**PROBLEM DESCRIPTION**.
Each record must be reproduced exactly as it is shown.

**PROVIDED INFORMATION**.

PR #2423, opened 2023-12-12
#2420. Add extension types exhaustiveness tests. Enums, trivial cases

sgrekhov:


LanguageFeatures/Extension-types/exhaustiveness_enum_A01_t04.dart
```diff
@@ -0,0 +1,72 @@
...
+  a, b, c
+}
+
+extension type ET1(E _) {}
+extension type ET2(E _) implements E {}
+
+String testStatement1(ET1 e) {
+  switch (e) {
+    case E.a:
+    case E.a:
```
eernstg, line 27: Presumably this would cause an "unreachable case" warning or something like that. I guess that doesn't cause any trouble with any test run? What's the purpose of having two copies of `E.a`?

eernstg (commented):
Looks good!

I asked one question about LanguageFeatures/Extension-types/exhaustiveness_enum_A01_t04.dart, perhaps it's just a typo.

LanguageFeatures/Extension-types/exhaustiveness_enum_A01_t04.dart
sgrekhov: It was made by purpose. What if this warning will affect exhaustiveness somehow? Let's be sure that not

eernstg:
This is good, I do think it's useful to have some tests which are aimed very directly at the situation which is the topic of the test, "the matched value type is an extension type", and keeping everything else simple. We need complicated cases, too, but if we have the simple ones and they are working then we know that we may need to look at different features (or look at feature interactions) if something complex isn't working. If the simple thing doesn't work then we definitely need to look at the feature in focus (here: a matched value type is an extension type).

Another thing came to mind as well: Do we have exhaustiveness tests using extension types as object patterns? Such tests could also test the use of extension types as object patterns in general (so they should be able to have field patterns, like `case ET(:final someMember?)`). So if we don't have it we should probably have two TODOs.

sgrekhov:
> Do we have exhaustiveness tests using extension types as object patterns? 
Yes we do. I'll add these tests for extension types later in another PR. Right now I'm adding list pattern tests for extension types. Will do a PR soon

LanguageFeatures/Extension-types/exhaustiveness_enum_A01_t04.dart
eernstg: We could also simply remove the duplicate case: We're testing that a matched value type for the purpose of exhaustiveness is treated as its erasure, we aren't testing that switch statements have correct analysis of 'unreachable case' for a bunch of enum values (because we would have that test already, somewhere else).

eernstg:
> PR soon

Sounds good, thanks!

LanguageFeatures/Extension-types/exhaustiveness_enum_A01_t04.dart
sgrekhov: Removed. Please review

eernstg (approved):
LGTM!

**RESULT**.
PR #2423, opened 2023-12-12
#2420. Add extension types exhaustiveness tests. Enums, trivial cases

sgrekhov:


LanguageFeatures/Extension-types/exhaustiveness_enum_A01_t04.dart
```diff
@@ -0,0 +1,72 @@
...
+  a, b, c
+}
+
+extension type ET1(E _) {}
+extension type ET2(E _) implements E {}
+
+String testStatement1(ET1 e) {
+  switch (e) {
+    case E.a:
+    case E.a:
```
eernstg, line 27: Presumably this would cause an "unreachable case" warning or something like that. I guess that doesn't cause any trouble with any test run? What's the purpose of having two copies of `E.a`?

eernstg (commented):
Looks good!

I asked one question about LanguageFeatures/Extension-types/exhaustiveness_enum_A01_t04.dart, perhaps it's just a typo.

LanguageFeatures/Extension-types/exhaustiveness_enum_A01_t04.dart
sgrekhov: It was made by purpose. What if this warning will affect exhaustiveness somehow? Let's be sure that not

eernstg:
This is good, I do think it's useful to have some tests which are aimed very directly at the situation which is the topic of the test, "the matched value type is an extension type", and keeping everything else simple. We need complicated cases, too, but if we have the simple ones and they are working then we know that we may need to look at different features (or look at feature interactions) if something complex isn't working. If the simple thing doesn't work then we definitely need to look at the feature in focus (here: a matched value type is an extension type).

Another thing came to mind as well: Do we have exhaustiveness tests using extension types as object patterns? Such tests could also test the use of extension types as object patterns in general (so they should be able to have field patterns, like `case ET(:final someMember?)`). So if we don't have it we should probably have two TODOs.

sgrekhov:
> Do we have exhaustiveness tests using extension types as object patterns? 
Yes we do. I'll add these tests for extension types later in another PR. Right now I'm adding list pattern tests for extension types. Will do a PR soon

LanguageFeatures/Extension-types/exhaustiveness_enum_A01_t04.dart
eernstg: We could also simply remove the duplicate case: We're testing that a matched value type for the purpose of exhaustiveness is treated as its erasure, we aren't testing that switch statements have correct analysis of 'unreachable case' for a bunch of enum values (because we would have that test already, somewhere else).

eernstg:
> PR soon

Sounds good, thanks!

LanguageFeatures/Extension-types/exhaustiveness_enum_A01_t04.dart
sgrekhov: Removed. Please review

eernstg (approved):
LGTM!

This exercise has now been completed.